— Problem details —
Up to and including the line that contains "- New sample implementation", return every line from the start of the data, unchanged.

(Stored data entries)
PR #1813, opened 2026-06-23
new sample: update basemap for contrast changes

praveenaak:
# Description

New Sample: Update basemap for contrast changes in the new Accessibility category

## Type of change

- New sample implementation

## Platforms tested on

- [x] WPF .NET 8
- [x] WinUI
- [x] MAUI WinUI
- [x] MAUI Android
- [x] MAUI iOS
- [x] MAUI MacCatalyst

## Checklist

- [x] Self-review of changes


src/WPF/WPF.Viewer/Samples/Accessibility/UpdateBasemapForContrastAccessibility/UpdateBasemapForContrastAccessibility.xaml.cs
imalcolm1, line 1: WPF sometimes gets into a bad state when switching between high contrast themes. The map never loads and only shows the background grid until clicking the manual toggle and back.

src/MAUI/Maui.Samples/Samples/Accessibility/UpdateBasemapForContrastAccessibility/UpdateBasemapForContrastAccessibility.xaml.cs
```diff
@@ -0,0 +1,487 @@
...
+
+            // Read the desired visibility from the switch.
+            bool visible = ReferenceLayersSwitch.IsToggled;
+
+            // Set each reference layer to that visibility.
+            foreach (var layer in basemap.ReferenceLayers)
+            {
+                layer.IsVisible = visible;
+            }
+        }
```
imalcolm1: There's an issue here (and on WPF and WinUI) where if ToggleReference layers is off and you switch between basemaps or between manual and automatic mode the layers will sometimes still show, particularly on the default basemaps. The fix seems to be to load the basemap before updating the layer visibility, which could either go here or somewhere in UpdateBasemapAsync
```suggestion
        private async Task ApplyReferenceLayerVisibility(Basemap basemap)
        {
            // Skip if the basemap has no reference layers.
            if (basemap?.ReferenceLayers == null) return;

            // Read the desired visibility from the switch.
            bool visible = ReferenceLayersSwitch.IsToggled;
            
            // Ensure the basemap is loaded
            await basemap.LoadAsync();

            // Set each reference layer to that visibility.
            foreach (var layer in basemap.ReferenceLayers)
            {
                layer.IsVisible = visible;
            }
        }
```

src/MAUI/Maui.Samples/Samples/Accessibility/UpdateBasemapForContrastAccessibility/UpdateBasemapForContrastAccessibility.xaml.cs
imalcolm1, line 1: After clicking either of the open settings buttons on android, the app subsequently takes me to the same page no matter which one I click afterwards. This could be an android/samsung bug. Also, for the contrast settings link it navigates to general accessibility settings rather than the specific contrast settings page, but that one does seem like an android limitation.

src/WinUI/ArcGIS.WinUI.Viewer/Samples/Accessibility/UpdateBasemapForContrastAccessibility/UpdateBasemapForContrastAccessibility.xaml.cs
```diff
@@ -0,0 +1,300 @@
...
+            }
+
+            // In dark mode UISettings returns black for Background; in light mode it returns white.
+            Color background = uiSettings.GetColorValue(UIColorType.Background);
+            return background.R > 127;
+        }
+
+        // Windows theme or high-contrast changed. ThemeSettings.Changed fires on the UI thread
+        // and covers both theme and high-contrast transitions.
+        private void OnThemeSettingsChanged(ThemeSettings sender, object args)
```
imalcolm1, line 280: This doesn't seem to trigger when I switch light/dark theme. It works fine for high contrast though

imalcolm1 (changes requested):
A couple of things but otherwise looks really good!

src/WPF/WPF.Viewer/Samples/Accessibility/UpdateBasemapForContrastAccessibility/UpdateBasemapForContrastAccessibility.xaml.cs
praveenaak: Root cause turned out to be a stale cache interaction between the viewer's `Sample_Unloaded` handler and this sample's `_lastAppliedChoice` cache.` Sample_Unloaded` nulls` MyMapView.Map` (grey grid), and on the reattach `_lastAppliedChoice` still matches the HC choice so `UpdateMapForAppearanceAsync` early returns and never rebuilds. Toggling manual and back works because that path resets the cache. Fix is to reset `_lastAppliedChoice = null` in OnUnloaded too. The earlier workaround was SwapMapAsync - a null-flush-reassign helper that tried to force a clean repaint but wasn't actually addressing the real cause (stale cache).

src/MAUI/Maui.Samples/Samples/Accessibility/UpdateBasemapForContrastAccessibility/UpdateBasemapForContrastAccessibility.xaml.cs
praveenaak: This does look like an OS-side bug and a limitation. Workaround for now: close the settings page from the background before clicking the other button.

src/WinUI/ArcGIS.WinUI.Viewer/Samples/Accessibility/UpdateBasemapForContrastAccessibility/UpdateBasemapForContrastAccessibility.xaml.cs
praveenaak: added the fix

src/MAUI/Maui.Samples/Samples/Accessibility/UpdateBasemapForContrastAccessibility/UpdateBasemapForContrastAccessibility.xaml.cs
```diff
@@ -153,13 +153,16 @@ private static async Task<PortalItem> LoadPortalItemAsync(string itemId)
...
+        private async Task ApplyReferenceLayerVisibility(Basemap basemap)
         {
             // Skip if the basemap has no reference layers.
             if (basemap?.ReferenceLayers == null) return;
 
             // Read the desired visibility from the switch.
             bool visible = ReferenceLayersSwitch.IsToggled;
+            
+            // Ensure the basemap is loaded
+            await basemap.LoadAsync();
```
imalcolm1, line 165: I think WinUI needs the same fix as here for the reference layers still showing problem. WPF seeeems to be working without the fix, but I'm not sure we should trust that to hold, so it could probably get the same treatment.

imalcolm1 (approved):
The reference layers thing is still a bit off, at least on WinUI, but otherwise looks good to go

src/MAUI/Maui.Samples/Samples/Accessibility/UpdateBasemapForContrastAccessibility/UpdateBasemapForContrastAccessibility.xaml.cs
praveenaak: Missed this in the previous iteration. Added the same fix to WinUI and WPF.

PR #1824, opened 2026-08-04
Handle search event handler and dismiss keyboard

OAzmitia:
# Description

When searching for samples based on keywords, when the list has more than a few items the keyboard won't allow you to view the bottom samples.

In the video below you see that after searching for "marker" it is impossible to select the bottom two results on iOS. Selecting the "search" button does not allow you to dismiss the keyboard.

|**Issue**|**Fix**|
|-----|-----|
| <video src="https://github.com/user-attachments/assets/6fcdbe7e-fae0-47fe-b8cf-09a77cb4ca50"/> | <video src="https://github.com/user-attachments/assets/c4ea7a13-8290-41c8-9316-e298ab484907" /> |

## Type of change

- Bug fix

## Platforms tested on

- [x] MAUI WinUI
- [x] MAUI Android
- [x] MAUI iOS
- [x] MAUI MacCatalyst

## Checklist

- [x] Self-review of changes


src/MAUI/Maui.Samples/Views/SearchPage.xaml
```diff
@@ -13,10 +13,13 @@
                    Grid.Column="0"
                    ios:SearchBar.SearchBarStyle="Minimal"
                    Placeholder="Enter search term"
-                   SearchCommand="{Binding PerformSearchCommand}"
```
imalcolm1, line 16: minor: It doesn't look like `PerformSearchCommand` is used anywhere else, so we can probably also remove the `[RelayCommand]` attribute on `PerformSearch()` in the view model (and make it `private` while we're at it, not sure why it didn't have a scope keyword before).

imalcolm1 (approved):
Nice fix! We'll wait for the release to merge

src/MAUI/Maui.Samples/Views/SearchPage.xaml
OAzmitia: Actually, we do use it on line 20 and 22. We use it when the user executes either search button behavior or they stopped typing.

imalcolm1: Oh my bad, I must have searched in v.next rather than this branch. Good to go then!

PR #421, opened 2019-12-16
For avoiding SERVICE_UNAVAILABLE -- no Raft leader 

senthilkumar-ofs:
#### Type of change

- Bug fix
- New feature
- Test update
- Documentation update

### DIFF
--- a/docs/source/build_network.rst
+++ b/docs/source/build_network.rst
@@ -1160,7 +1160,7 @@ the network pass ``docker-compose-couch.yaml`` as well:
 
 .. code:: bash
 
-    docker-compose -f docker-compose-cli.yaml -f docker-compose-couch.yaml up -d
+    docker-compose -f docker-compose-cli.yaml -f docker-compose-couch.yaml -f docker-compose-etcdraft2.yaml up -d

— Task solution —
PR #1813, opened 2026-06-23
new sample: update basemap for contrast changes

praveenaak:
# Description

New Sample: Update basemap for contrast changes in the new Accessibility category

## Type of change

- New sample implementation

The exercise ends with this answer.